After five years, the Ministry of Education ruled that they would no longer grant me permission to teach even though the school wanted me to continue. The bottom line: I had to find other employment outside of the school system, which brought me to “Kosher Movies.” I began writing film reviews in newspapers and on the Internet about movies that had something meaningful to say about life, movies that could help us navigate life no matter what our age.

Whenever I visit the States to visit family, I set up trips to synagogues, adult study groups, and schools to speak about the potentially positive influence of cinema on adults and teenagers. Watching The Old Man and the Gun reminded me of why I am now writing and lecturing on film. I simply wanted to be relevant, especially in a world, which, generally speaking, marginalizes the elderly.

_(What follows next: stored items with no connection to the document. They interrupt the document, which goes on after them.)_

PR #117, opened 2017-06-18
Made datetime function public + added test.

joakim-hove:
**Task**
Previously static function made public.

**Approach**
Removed `static` + added simple test; and fixed a bug!

**Pre un-WIP checklist**

### DIFF
--- a/lib/include/ert/util/util.h
+++ b/lib/include/ert/util/util.h
@@ -99,10 +99,10 @@ typedef enum {left_pad   = 0,
               center_pad = 2} string_alignement_type;
 
   //#define UTIL_CXX_MALLOC(var , num_elm) (typeof (var)) util_malloc( (num_elm) * sizeof var)
-
   void         util_bitmask_on(int *  , int );
   char       * util_get_timezone(void);
   time_t       util_make_datetime_utc(int , int , int , int , int , int );
+  bool         util_make_datetime_utc_validated(int sec, int min, int hour , int mday , int month , int year, time_t * t);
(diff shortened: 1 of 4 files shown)


lib/include/ert/util/util.h
```diff
@@ -99,10 +99,10 @@ typedef enum {left_pad   = 0,
               center_pad = 2} string_alignement_type;
 
   //#define UTIL_CXX_MALLOC(var , num_elm) (typeof (var)) util_malloc( (num_elm) * sizeof var)
-
   void         util_bitmask_on(int *  , int );
   char       * util_get_timezone(void);
   time_t       util_make_datetime_utc(int , int , int , int , int , int );
+  bool         util_make_datetime_utc__(int sec, int min, int hour , int mday , int month , int year, time_t * t);
```
markusdregi: This is not a very good function name.. How about following the `util_set_....`-syntax used by some of the other util-functions?

joakim-hove: Well - the function name might not be very good; but there is some consistency to it:

- `util_make_xxxx` : `(year, day, month , [hour,min,sec]) -> time_t`
- `util_set_xxx` : `time_t -> (year , month , day , [hour , min, sec])`

Where the `util_set_xxx` use pointer references to "return" multiple values.

joakim-hove:
OK - the name is been changed, the new public function is: 
```C
bool util_make_datetime_utc_validated( ... , time_t * t)
```
which will return a `bool` if the input arguments correspond to a *valid* datetime, and the actual generated time will be in the last `time_t *t` argument.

The Old Man and the Gun is based on the true story of Forrest Tucker, a career criminal who escaped from San Quentin Prison at age 70. Once back in society, he commits a number of bank robberies that both mystify the police and fascinate the public. Trying to catch him is Detective John Hunt who is enthralled by Tucker’s soft spoken and gentle way of staging a heist.

Whenever Hunt investigates the crime, all the victims mention how polite and disarming Tucker was during the robbery. In one scene in which Tucker flees the crime in a cab with a mother and child aboard, he decides to stop the taxi so the mother and child can get off rather than be frightened by his fugitive status.

Forrest has a feeling of self-esteem when he is robbing banks. He sees himself as a good person who does not want to hurt others, but he desires to steal to reaffirm his lifelong talent for crime. Old age for him is not a time of retirement.

Indeed, old age is potentially a time of great blessing if one fills it with achievements. This is what the patriarch Abraham did as he advanced in years. Scripture states: “he grew old and came along in days.” The commentators interpret this to mean that in his senior years he continued to be productive and accomplish great things.

The question is how does one measure a life? Is one’s physical strength the only measure of a man’s ability to be productive in life? In truth, we know that physical strength wanes as we get older, but wisdom can grow.

The Lubavitcher Rebbe raises the question of a person’s value as he progresses through life. Is value only seen in terms of a person’s physical prowess or is it determined by the quality of one’s wisdom and insight. The Rebbe observes that behind the notion of retirement is the idea “that life is composed of productive and non-productive periods. The first 20-30 years of life are seen as a time of little or no achievement, as a person acquires knowledge and training in preparation for the productive period of life. The next 30-40 years are the time in which his or her creative energies are realized. Finally, as he enters his twilight years, he puts his period of real achievement behind him; he has worked hard all his life, so he now ought to settle down and enjoy the fruits of his labors. If the creative urge still agitates his aging body, he is advised to find some harmless hobby with which to fill his time. Indeed, time is now something to be filled and gotten over with as he whiles away his days on life’s sidelines, his knowledge and abilities filed away in the attic of old age.”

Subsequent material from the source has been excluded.